Interface Specification

npu_interfaces.svh defines two interfaces: axil_if and axis_if. axil_if defaults to ADDR_W=12 and DATA_W=64, covering all five AXI-Lite channels (AW, W, B, AR, R), with slave and master modports. ctrl_npu_frontend binds the axil_if.slave modport. axis_if provides an AXI-Stream interface carrying tdata, tvalid, tready, tlast, and tkeep; it is used by data-path modules that transfer activation and weight streams.

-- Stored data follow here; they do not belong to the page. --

Issue #439, opened 2023-10-24
Difference between detail/edit view and Add a new record view


d3liaa:
The add a record configuration is different from the detail / edit view. 
The add a record view should be the same as the edit but only blank. 
I noticed this for example in the article dataset:
As is visible in the screenshots below there are two fields that should not be present in the Main Data and the published on is completely missing from the configuration.
![article-ss](https://github.com/noi-techpark/it.bz.opendatahub.databrowser/assets/101118017/3b2eb14e-e6ef-4ad6-bfdf-144b1744d1cd)
![article-ss1](https://github.com/noi-techpark/it.bz.opendatahub.databrowser/assets/101118017/d508ab71-55cb-43af-b9c0-bb8e9407458f)

@dulvui since you have to touch the code, can you please remove the beta badge hard-coded and apply it in a parametric manner. The goal is to have the following behaviour:
- databrowser.opendatahub.testingmachine.eu --> Testing badge
- v2-beta.databrowser.opendatahub.com --> Beta badge
- databrowser.opendatahub.com --> No badge

gappc:
@d3liaa @sseppi yes you are right with your observation.

I checked, and the only two datasets with dedicated configuration for add-a-new-record are [Articles](https://github.com/noi-techpark/it.bz.opendatahub.databrowser/blob/development/databrowser/src/config/tourism/article/article.newView.ts) and [PublishedOn](https://github.com/noi-techpark/it.bz.opendatahub.databrowser/blob/development/databrowser/src/config/tourism/publishedOn/publishedOn.newView.ts).

If @d3liaa 's assumption is correct (new view should be the same as edit / detail view), the fix is as follows:

- remove the files mentioned above
- update the respective [articles.views.ts](https://github.com/noi-techpark/it.bz.opendatahub.databrowser/blob/development/databrowser/src/config/tourism/publishedOn/publishedOn.views.ts) and [publishedOn.views.ts](https://github.com/noi-techpark/it.bz.opendatahub.databrowser/blob/development/databrowser/src/config/tourism/publishedOn/publishedOn.views.ts) files

This change would be a good starter / project-introduction issue if anyone is interested in.

sseppi:
@pkritzinger @Mazzolintis In my point of view the "New record" and the "Edit" should be the same for a Dataset. The only difference between the two is that the "New record" is completely empty.

If you don't see any contra, I would suggest to plan to do the changes proposed by Chrsitian.

[...]

PR #446, opened 2023-11-02
'Add record' is now the same as 'Edit' view for Article and PublishedOn

dulvui:
'Add record' is now the same as 'Edit' view for Article and PublishedOn #439


gappc (approved):
Hey @dulvui nice work thx 👍

PR #458, opened 2023-11-21
Optimizing Editviews of various Datatypes

RudiThoeni:
This PR contains Optimizations and fixes for editing/inserting of various Datatypes including
- ODHActivityPoi
- EventShort
- Accommodation


RudiThoeni:
@cgapp i had some troubles with de CRLF, LF line endings (old linux/windows problem), without this config after a `npm run lint -- --fix` all files appeared as changed and i had CRLF as line endings.....  By installing the VS Code prettier eslint extension it seems this problem is gone...... so i will remove this config in the next PR (see here https://github.com/noi-techpark/it.bz.opendatahub.databrowser/pull/469/commits/5719d439160c6e2184ec8ed0c407e5969ac35617)

gappc:
@RudiThoeni I've opened the issue #470 and have assigned it to me

RudiThoeni:
> @RudiThoeni good to know, maybe we should add this information to the developer docs. I'll give it a try and do a PR.

;) i found this config in this post here https://stackoverflow.com/questions/53516594/why-do-i-keep-getting-eslint-delete-cr-prettier-prettier

It is always a mess with this line endings on windows...

gappc:
@RudiThoeni yeah, line endings... I agree 120% with what you say ;)

PR #482, opened 2023-12-14
Implement support for datasets from mobility domain

gappc:
This single giant commit changes a lot of stuff. First and most important, it adds support for datasets from the mobility domain. During this process, a lot of code was refactored and improved. The most important other changes are:

- rename config property "fields" to "objectMapping" to help in understanding
- rename config property "listFields" to "arrayMapping" to help in understanding
- rework dataset config generation and computation to simplify the code
- rework navigation and pagination for the table view
- simplify data fetching and processing
- unify the way how cell components fetch data
- relocate files and folder inside the "domain" folder
- add / improve components
- fix bugs in existing of components

... and lots of other stuff

PR #484, opened 2023-12-15
TO DELETE: Feat/delete record from table view

### LINKED ISSUE #460: As an Open Data Hub Content Editor I want to be able to delete the content I'm responsible for, to remove wrong records.
We need to implement as soon as possible the delete functionality, since some user are asking for it.

One idea could be to add a button `Delete` in the right column in Table view.

Shall we add a the delete functionality also in the detail, edit and raw view?

a-crea:
This PR resolves #460

### DIFF
--- a/databrowser/src/components/dialog/DialogOverlay.vue
+++ b/databrowser/src/components/dialog/DialogOverlay.vue
@@ -9,3 +9,7 @@ SPDX-License-Identifier: AGPL-3.0-or-later
     <div class="fixed inset-0 bg-black/25"></div>
   </DialogOverlayTransitionChild>
 </template>
+
+<script setup lang="ts">
+import DialogOverlayTransitionChild from './DialogOverlayTransitionChild.vue';
+</script>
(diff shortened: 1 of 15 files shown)


a-crea:
@gappc is there a way to easily reload the current dataset?
Example: I'm in the event short table view, I delete a record and the table reloads. I managed to achieve that before the major merge of #482, but there should be an even easier and cleaner way now.

gappc:
Ah, I think that's related to [TanQuery](https://tanstack.com/query/latest) that is used to fetch data. Internally it uses a caching algorithm, keyed by the URL. I think the solution could be around here: https://tanstack.com/query/latest/docs/react/guides/query-invalidation

Could you please provide me the steps to reproduce the problem, maybe using your branch?

a-crea:
@gappc we can ignore and close this PR :) Please consider the #489

sseppi:
I close without mergin this issue, since a-crea created a new one for the same features.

Listing 21 hw/rtl/NPU_Controller/npu_interfaces.svh (axis_if)
interface axis_if #(
    parameter DATA_WIDTH = 128
) ();
  logic [    DATA_WIDTH-1:0] tdata;
  logic                      tvalid;
  logic                      tready;
  logic                      tlast;
  logic [(DATA_WIDTH/8)-1:0] tkeep;

  // Slave Side (NPU Perspective: Input)
  modport slave(input tdata, tvalid, tlast, tkeep, output tready);

  // Master Side (NPU Perspective: Output)
  modport master(output tdata, tvalid, tlast, tkeep, input tready);
endinterface
Listing 22 hw/rtl/NPU_Controller/npu_interfaces.svh (axil_if)
// axil_if.sv
interface axil_if #(
    parameter int ADDR_W = 12,
    parameter int DATA_W = 64
) (
    input logic clk,
    input logic rst_n
);
  // AW Channel
  logic [ADDR_W-1:0] awaddr;
  logic [       2:0] awprot;
  logic awvalid, awready;

  // W Channel
  logic [    DATA_W-1:0] wdata;
  logic [(DATA_W/8)-1:0] wstrb;
  logic wvalid, wready;

  // B Channel
  logic [1:0] bresp;
  logic bvalid, bready;

  // AR Channel
  logic [ADDR_W-1:0] araddr;
  logic [       2:0] arprot;
  logic arvalid, arready;

  // R Channel
  logic [DATA_W-1:0] rdata;
  logic [       1:0] rresp;
  logic rvalid, rready;

  modport slave(
      input awaddr, awprot, awvalid, wdata, wstrb, wvalid, bready,
      input araddr, arprot, arvalid, rready,
      output awready, wready, bresp, bvalid, arready, rdata, rresp, rvalid
  );

  modport master(
      output awaddr, awprot, awvalid, wdata, wstrb, wvalid, bready,
      output araddr, arprot, arvalid, rready,
      input awready, wready, bresp, bvalid, arready, rdata, rresp, rvalid
  );
endinterface

Last verified against

Commit 8c09e5e @ pccxai/pccx-FPGA-NPU-LLM-kv260 (2026-04-29).